RECORDS PROVIDED START
PR #2083, opened 2025-08-07
Replace `rulerfmt` with ruler file

joelim-work:
From discussion in #2057

This PR changes ruler configuration from a format string (similar to `promptfmt`) to a [Go template](https://pkg.go.dev/text/template). This is to allow even more powerful customization than what `rulerfmt` was capable of.

Some examples below

---

Default ruler:

```handlebars
{{if .Stat}}
{{.ESC}}[36m{{.Stat.Permissions}}{{.ESC}}[0m
{{if .Stat.LinkCount}} {{.Stat.LinkCount}}{{end}}
{{if .Stat.User}} {{.Stat.User}}{{end}}
{{if .Stat.Group}} {{.Stat.Group}}{{end}}
 {{humanize .Stat.Size | printf "%5s"}}
 {{.Stat.ModTime.Format .Options.timefmt}}
{{if .Stat.Target}} -> {{.Stat.Target}}{{end}}
{{end}}
{{.SPACER}}
  {{.Acc}}
{{if .Progress}}  {{join .Progress " "}}{{end}}
{{if .Copy}}  {{.ESC}}[7;33m {{len .Copy}} {{.ESC}}[0m{{end}}
{{if .Cut}}  {{.ESC}}[7;31m {{len .Cut}} {{.ESC}}[0m{{end}}
{{if .Select}}  {{.ESC}}[7;35m {{len .Select}} {{.ESC}}[0m{{end}}
{{if .Visual}}  {{.ESC}}[7;36m {{len .Visual}} {{.ESC}}[0m{{end}}
{{if .Filter}}  {{.ESC}}[7;34m {{join .Filter " "}} {{.ESC}}[0m{{end}}
  {{.Index}}/{{.Total}}
```

Display options:

```handlebars
hidden={{.Options.hidden}}
```

Display user options:

> [!NOTE]  
> Add `set user_foo bar` to the `lfrc` file.

```handlebars
foo={{.UserOptions.foo}}
```

Display environment variables:

```handlebars
LF_LEVEL={{env "LF_LEVEL"}}
```

A single `{{.SPACER}}` can be used to split into left and right sections:

```handlebars
left{{.SPACER}}right
```

Padding with spaces:

```handlebars
[{{"left" | printf "%-8s"}}]
[{{"right" | printf "%8s"}}]
```

Colors and styles can be applied using terminal escape sequences:

```handlebars
{{$text := "hello world"}}
{{.ESC}}[4;31m{{$text}}{{.ESC}}[0m
```

[...]

PR #2151, opened 2025-09-13
Add more ruler and stat expansions

CatsDeservePets:
This PR adds new expansions for more customisation.

`statfmt` expansion:
- `%f` file name

`rulerfmt` expansion:
- `%H` number of files hidden in the current directory but blank if 0 (this allows the ruler to display things like `[+4 hidden]` only if there actually are hidden files)
- `%q` position of the cursor in the directory listing (45%; same as Vim's `%p`); some people might prefer this over `%P` the position of the visible window in the directory listing (Top, Bot, All or 45%; same as Vim's `%P`)

I am unsure, how https://github.com/gokcehan/lf/pull/2083 affects this and whether we should wait with the introduction of new options until this gets merged or closed.


joelim-work:
I haven't reviewed this, but I just wanted to say that I checked the result of the poll in #2120, and so far a result of 60% in favor, 40% not is somewhat disappointing - although technically more users prefer the new change, I would say that the result is closer to 'mixed reviews' than a 'positive response'. So maybe the concerns of the ruler file and the additional syntax complexity associated with it are valid - it is difficult for me to judge since I have used Jinja templates before for some unrelated project and it is familiar enough to me, but I can see how it can be daunting for other users.

As for the actual options themselves, `%f` in `statfmt` sounds fine to me, but I would also like to avoid speculating about which placeholders will be required by users. Every new placeholder restricts choices for additional ones in the future, and generally shouldn't be removed once it is added.

CatsDeservePets:
> I haven't reviewed this, but I just wanted to say that I checked the result of the poll in #2120, and so far a result of 60% in favor, 40% not is somewhat disappointing - although technically more users prefer the new change, I would say that the result is closer to 'mixed reviews' than a 'positive response'. So maybe the concerns of the ruler file and the additional syntax complexity associated with it are valid - it is difficult for me to judge since I have used Jinja templates before for some unrelated project and it is familiar enough to me, but I can see how it can be daunting for other users.

I think it is best to keep this on hold until there is a decision regarding the ruler.

> As for the actual options themselves, %f in statfmt sounds fine to me, but I would also like to avoid speculating about which placeholders will be required by users. Every new placeholder restricts choices for additional ones in the future, and generally shouldn't be removed once it is added.

Totally fair. It is hard to distinguish between "useful for me" and "useful for everyone". 
I mean, I do believe that being able to hide a hidden files count of 0 is useful to avoid cluttering the UI, but I really don't want to come across as someone who makes commits purely for personal use.
`lf` is my first real involvement with open source and I am sure this is a skill that grows with experience.

Also, I don't want to waste your time by arguing against you. You are really involved in `lf` and I can be pretty demanding with all my changes and I definitely do not want to contribute to a burnout of yours.

joelim-work:
Regarding the decision about #2083, the longer such a PR is left out, the less likely I will want to merge it. So I would prefer to make a decision somewhat soon. Do you personally find the new syntax difficult to use? There is a difference between liking the idea of a new feature, and liking it after actually trying it out.

CatsDeservePets:
Sorry for the late reply. I am used to `Vim`s archaic `statusline` syntax so this isn't that bad.
I assume that most users who actually mind customizing it in `lf` also do the same in `Vim`.

To make it easier for users who are used to just using plugins and templates for this, we could add a selection of different examples with unique styles to the wiki.

joelim-work:
OK I have finally gotten time to look at this again. Given the large nature of the change, I will instead add this as an experimental feature with both methods supported for the time being, and then eventually deprecate `rulerfmt` and `statfmt`. If you have time, then I would appreciate if you had a look at #2186 .

CatsDeservePets:
Closing in favour of https://github.com/gokcehan/lf/pull/2186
RECORDS PROVIDED END
■ TASK REQUIREMENTS
Pull every line holding "generally" out of the records.

■ ANSWER BOX
As for the actual options themselves, `%f` in `statfmt` sounds fine to me, but I would also like to avoid speculating about which placeholders will be required by users. Every new placeholder restricts choices for additional ones in the future, and generally shouldn't be removed once it is added.
> As for the actual options themselves, %f in statfmt sounds fine to me, but I would also like to avoid speculating about which placeholders will be required by users. Every new placeholder restricts choices for additional ones in the future, and generally shouldn't be removed once it is added.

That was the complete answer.